Floating production systems (FPS) remain in demand despite their comparatively high cost and other risks and challenges, including financing and keeping up with demand.
For remote deepwater regions in particular, they often represent the most favorable production option. And while operators continue to invest more cautiously, especially when it comes to capital-intensive projects, stronger oil prices have made new offshore production more attractive than it was in the second half of the 2010s, bolstering demand for new FPS units.
“Brazil remains the hot spot for FPSOs.” Mark Adeosun, Westwood Global Energy Group.
Expectations FPSO activity will remain comparatively strong in the coming five years or so. Westwood Global Energy Group is tracking 79 units globally that are anticipated to start production between now and 2028. Westwood also counted 34 newbuilds, 23 conversions and 22 upgrades or redeployments.
“Of these, 44 units are already under construction,” Mark Adeosun, a Westwood director, told Hart Energy.
Westwood expects 15 units – comprising three newbuilds, three conversions and nine upgrades or redeployments – to be awarded in 2023. Another consultancy, Wood Mackenzie, has similar expectations.
“In terms of sanctions, we expect awards to remain higher than historical averages through 2023 and 2024, with 14 and 15 FPS awards, respectively, before decreasing towards the end of the decade,” WoodMac analyst Catarina Podevyn told Hart Energy.
However, Rystad Energy reported more modest expectations, estimating that nine FPSOs will be sanctioned this year and 10 in 2024. Nonetheless, a Rystad analyst, Edvard Christoffersen, told Hart Energy that this represented relatively high levels of activity. And while Rystad then expects activity levels to decline in the subsequent years, this forecast will be affected by factors such as oil price trends.
Obstacles and roadblocks
The analysts expressed similar views on potential obstacles that could slow or even derail activity.
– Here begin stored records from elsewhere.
Issue #771, opened 2022-07-28
Minuit.interactive outside of Jupyter notebooks


HDembinski:
Minuit.interactive can detect whether it is run inside a notebook and only then generate the UI with ipywidgets. Outside of a notebook, it could generate the UI with PyQt. This would allow one to call Minuit.interactive for debugging when some fit in a long-running script fails that does a lot of fits at once.

HDembinski:
Hi Carlos, it is not possible at the moment to use the interactive mode outside of a notebook, since it is based on the ipywidgets library at the moment.

This issue exists as a reminder to implement an alternative UI based on PyQt that open in a separate window, but this does not exist yet.

adryyan:
Hi Hans, I have tried getting this to work since this would be really helpful in my projects. I have an implementation for this in my fork that mostly works using PyQt6. When testing my implementation with the examples in the Interactive fits tutorial all of them work except when `CostSum` is used. This seems to be because the visualize method of `CostSum` calls `plt.sca(ax[i])`, which fails for a figure managed by `FigureCanvasQTAgg`. As I understand it, that some `pyplot` functions work with an Event Loop not managed by matplotlib is more accident than intended and when using `FigureCanvasQTAgg` one should really use the axes methods for plotting and avoid `pyplot`. So for this feature to work properly, I think all visualize methods would need to accept a matplotlib figure as a keyword argument and only use `pyplot` if None was provided. So before I continue to spend time on this I thought I'd ask if this would be acceptable or not wanted or if you see another solution. Thanks for all the work on this great package.

HDembinski:
Thank you for your effort, this sounds all sensible, why don't you make a PR then I can have a look?

I would like to avoid breaking the API, perhaps there is a workaround.

Otherwise, I am also ok with deprecating the current visualization API and make one that works on figures. Passing the objects around explicitly instead of using global variables is a better design for a library anyway.

HDembinski:
That's now implemented.

PR #1056, opened 2024-11-01
Minuit.interactive outside of Jupyter notebooks

adryyan:
Implementation of a PyQt6 widget for `minuit.interactive` (Issue #771 ). In order to make the plotting work properly, I changed the API for the `visualize` methods of the build-in cost functions so that they optionally accept matplotlib `Axes` objects (and for `CostSum`s a `Figure`).  If these arguments don't receive a value, `pyplot` is used. This should keep the disruption of existing code as minimal as I could manage.


src/iminuit/qtwidget.py
```diff
@@ -0,0 +1,413 @@
...
+
+        def on_min_changed(self):
+            tmin = self.tmin.value()
+            if tmin >= self.vmax:
+                self.tmin.blockSignals(True)
+                self.tmin.setValue(self.vmin)
+                self.tmin.blockSignals(False)
+                return
+            self.vmin = tmin
+            self.slider.blockSignals(True)
```
HDembinski, line 121: Since you use signal blocking repeatedly, it is worthwhile to add a context manager for this. It makes the code more readable, and in case of exceptions, signals are still unblocked.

In the short term, the capacity of yards to meet demand for newbuild FPSOs was flagged as a significant challenge.
“With a high number of awards expected over 2023 [to 2024], bottlenecks at yards is a potential issue,” Podevyn said. “We’re also seeing an increasing utilization of redeployed FPSOs in particular, and the availability of existing facilities to meet this demand could also become a roadblock.”
Podevyn also cited rising costs and environmental and geopolitical factors as potentially posing a threat to FPSO activity levels. On top of this, the events of recent years have left operators acting far more cautiously, even as oil prices and demand have strengthened.
“With the market today and the difficulties in the supply chain — particularly with backlogs increasing, costs increasing and the ability to deliver being more difficult — there’s so much more scrutiny over investment dollars,” Andrew Thorburn, WoodMac’s global head of cost analysis, told Hart Energy.
Decarbonization targets and concerns are also playing into this increased scrutiny of new investments.
“Following the European Investment Bank announcement in 2019 to phase out lending to fossil fuel projects within two years, some banks have also stated that they will stop directly funding new oil and gas projects,” Adeosun said. “Some European banks are also under pressure from investors to significantly reduce their engagement with new oil and gas developments.”
As a result, financing capital-intensive projects such as those that involve building a new FPS is increasingly challenging.
“A trend is that there has been more usage of the public bond market to finance FPSOs,” Christoffersen said. He noted that while FPSOs have relatively low emissions compared with other types of production units, operators are nonetheless under growing pressure to demonstrate environmental credentials to obtain financing.
Over the longer term, there is also the question of how oil demand will evolve, which contributes to caution among operators.
“If you start to construct a new FPSO now with a lifetime of 20 years, then you’re basically gambling that this unit can produce oil for at least 20 years and this oil will be needed in the market, whereas we predict that oil demand will already start to decline within this decade,” Christoffersen said.
A number of operators are willing to make that gamble on long-term oil demand, however, judging by the current amount of activity.
The analysts pointed to a number of hotspots globally for FPS activity, with Latin America leading the way and West Africa also considered worth watching.
“Brazil remains the hot spot for FPSOs,” Adeosun said. “Opportunities also abound in Guyana, Namibia and Suriname.”
Podevyn said marketed activity is expected in the next two years offshore Guyana, with up to four FPSOs expected to be sanctioned by Exxon Mobil during 2023 and 2024.
“Elsewhere, increasing activity is expected offshore Angola with projects such as Agogo and Cameia. Activity in East and South East Asia remains strong, with four FPS awards expected in 2023, and these will be led by smaller redeployed FPSO units,” she said. “In terms of operators, interestingly Petrobras, which has always been the leading operator for FPS awards, will be overtaken by Exxon Mobil in 2023.”
Exxon Mobil Corp. is expected to award up to five floating platforms in 2023 and 2024, followed by Equinor with three awards, she added.